Saturday, June 9, 2007

WHY DOES LIFE?

Why does life make me so sad?

Why can’t I adjust to the lies

that genomically engender

the neuronic fires

of the rabid bloodlust that rules

this slum of thieves

called the world?

We are condemned by our own principles,

the pointing finger

is an accusation

that will soon enough

emerge from its chrysalis of ignorance,

a gun. Even as a man

who has ardently endeavoured

to love humanity

and squanders himself even still

in pursuing this chronic folly,

for whom compassion

is the eloquence of the spirit

when it weeps for something it loves

that suffers

and it raises itself up like a well

and pours itself like the serene sea of a mother

into the ear of a troubled child,

how can my heart not be appalled

by the irrelevance of love and truth and beauty

in the rapacious affairs of the world?

Tragedy is a euphemistic gloss in a human abbatoir

compared to the debacle

of greed and blood it is.

Trying to say it

will make you ill, emotionally bilious,

will cook your heart

in its radioactive toxicity

if you linger too long

over the prophetic cauldrons of these realms.

We have expanded the horizons of horror

and bound stairwells to the tree of life

like a fungus,

like the scales of a vicious snake.

Everybody wants the forbidden,

everybody wants to live like a broken taboo,

everybody leads the life

of a bacterium in a germ culture,

no one wants to be

swept up like a fish in a net of regrettable statistics.
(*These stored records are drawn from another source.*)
PR #23, opened 2023-06-20
Added sendgrid feature

UncleBu1728:
Added SendGrid API to send emails and notify users
API key and Template keys required to change the placeholders
The API key is required to be added to the environment variables

### DIFF
--- a/src/api/routes/myMeetings.ts
+++ b/src/api/routes/myMeetings.ts
@@ -18,6 +18,7 @@ function isSubset<T>(superset: Set<T>, subset: Set<T>): boolean {
   }
   return true;
 }
+
 /*
 {
   "meeting_number": 1,
--- a/src/api/routes/user.ts
+++ b/src/api/routes/user.ts
@@ -17,9 +17,9 @@ const user = router({
     auth('profile:write')
   ).input(
     // A Chinese name must have at least 2 characters.
-    z.object({ name: z.string().min(2, "required")})
+    z.object({ name: z.string().min(2, "required") })
   ).mutation(async ({ input, ctx }) => {
-    await ctx.user.update({
+  await ctx.user.update({
       name: input.name,
       pinyin: pinyin.convertToPinyin(input.name),
     });
--- a/src/api/tencentMeeting.ts
+++ b/src/api/tencentMeeting.ts
@@ -1,25 +1,23 @@
 import crypto from 'crypto';
 import qs from 'qs';
 import apiEnv from "./apiEnv";
-import * as https from "https";
-import * as http from "http";
+import https from "https";
+import http from "http";
 import z from "zod";
+
+const LOG_HEADER = "[TecentMeeting]"
 
 const splitFirst = (s: string, separator: string) => {
   const idx = s.indexOf(separator);
-  if (idx < 0) {
-    return [s];
-  }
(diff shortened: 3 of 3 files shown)


src/api/auth.ts
```diff
@@ -88,6 +89,16 @@ async function findOrCreateUser(clientId: string, email: string): Promise<User>
     const roles: [Role] = [isAdmin ? 'ADMIN' : 'VISITOR'];
     console.log(`Creating user ${email} roles ${roles} id ${clientId}`);
     try {
+      // using sendgrid to notify admin a new user is created
```
weihanwang, line 92: 1. move this block to outside of and _before_ this try block. The try block is for User.create() only. Naturally email sending should be after user is created in db, but logically only the reverse order is error proof. (I can explain further if needed.)

2. create a new function in sendgrid.ts called sendEmailToAdmin() which only accept one parameter which is the message to be included in the email. So here you can simply call `sendEmailToAdmin(`New user ${email} signed up`)`

src/api/sendGrid.ts
```diff
@@ -0,0 +1,23 @@
+const sgMail = require('@sendgrid/mail');
```
weihanwang, line 1: 1. use `import` syntax
2. avoid acronyms when possible.`mail` is fine.

src/api/sendGrid.ts
```diff
@@ -0,0 +1,23 @@
...
+const template_id = 'd-2e3aabdb9a3c45a393877596534c57c2'; // temporary holder, change to required template id
```
weihanwang, line 2: move it into sendEmailToAdmin()

src/api/sendGrid.ts
weihanwang, line 1: sendgrid.ts (all lower case, to follow sendgrid's official package convention ("@sendgrid")).

src/api/sendGrid.ts
```diff
@@ -0,0 +1,23 @@
...
+
+export interface Personalizations {
+    to: string|string[];
```
weihanwang, line 5: it should be { "to": [ { "email": "...", "name": "..." } ]

src/api/sendGrid.ts
```diff
@@ -0,0 +1,23 @@
...
+    dynamic_template_data?: Record<string, string>;
+}
+
+export const sendEmail = async (personalizations: Personalizations[]) => {
+
+    sgMail.setApiKey(process.env.SENDGRID_API_KEY);
```
weihanwang, line 11: 1. move it to outside of this function
2. don't call process.env directly. use apiEnv instead. refer to other callers of apiEnv.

Bread and circuses, the wealthy few

assuage the mob with symbolic pieties

and hysterical aspirations

fanned and feathered by credit cards,

as the banks

turn the temple into a casino

and the moneychangers

overturn the tables of the Last Supper.

The rich raven on the poor

and the poor prey on the poor

and the poor are recruited

to kill the poor

to defend the table manners

of a rich man’s way of eating.

Agony, grief, murder, rape, torture, corruption,

have the stars long since sickened

at what they stare down upon

or is their light as unfeeling as our eyes?

Are there not more bullet holes

in our own

than there are fangs

on all the snakes in the world?

And I am not deluded

this poem makes any significant difference

no more than a piece of straw

in a forest-fire;

I could not feed it to a starving child,

it would not bring her mother

back to life.

It may well be

that the pen is mightier than the sword,

but that just makes it

a war higher in rank

like a bomber

punctuating the unseen population below

in their own blood.

Lament how I will,

in the mouths of those who foul them,

the word’s a lamprey that follows the shark

and a lie wants me to say except for mine

but I would lose the advantage

of the deeper lie

if I didn’t admit it.

Anonymity our ultimate asylum,

flaring matcheads, not stars

we anoint people to be known for us

as we would garland a calf for slaughter

to sweeten the meat

we serve to our petty gods

that they might endlessly remand

our haste to be worthy of their judgment.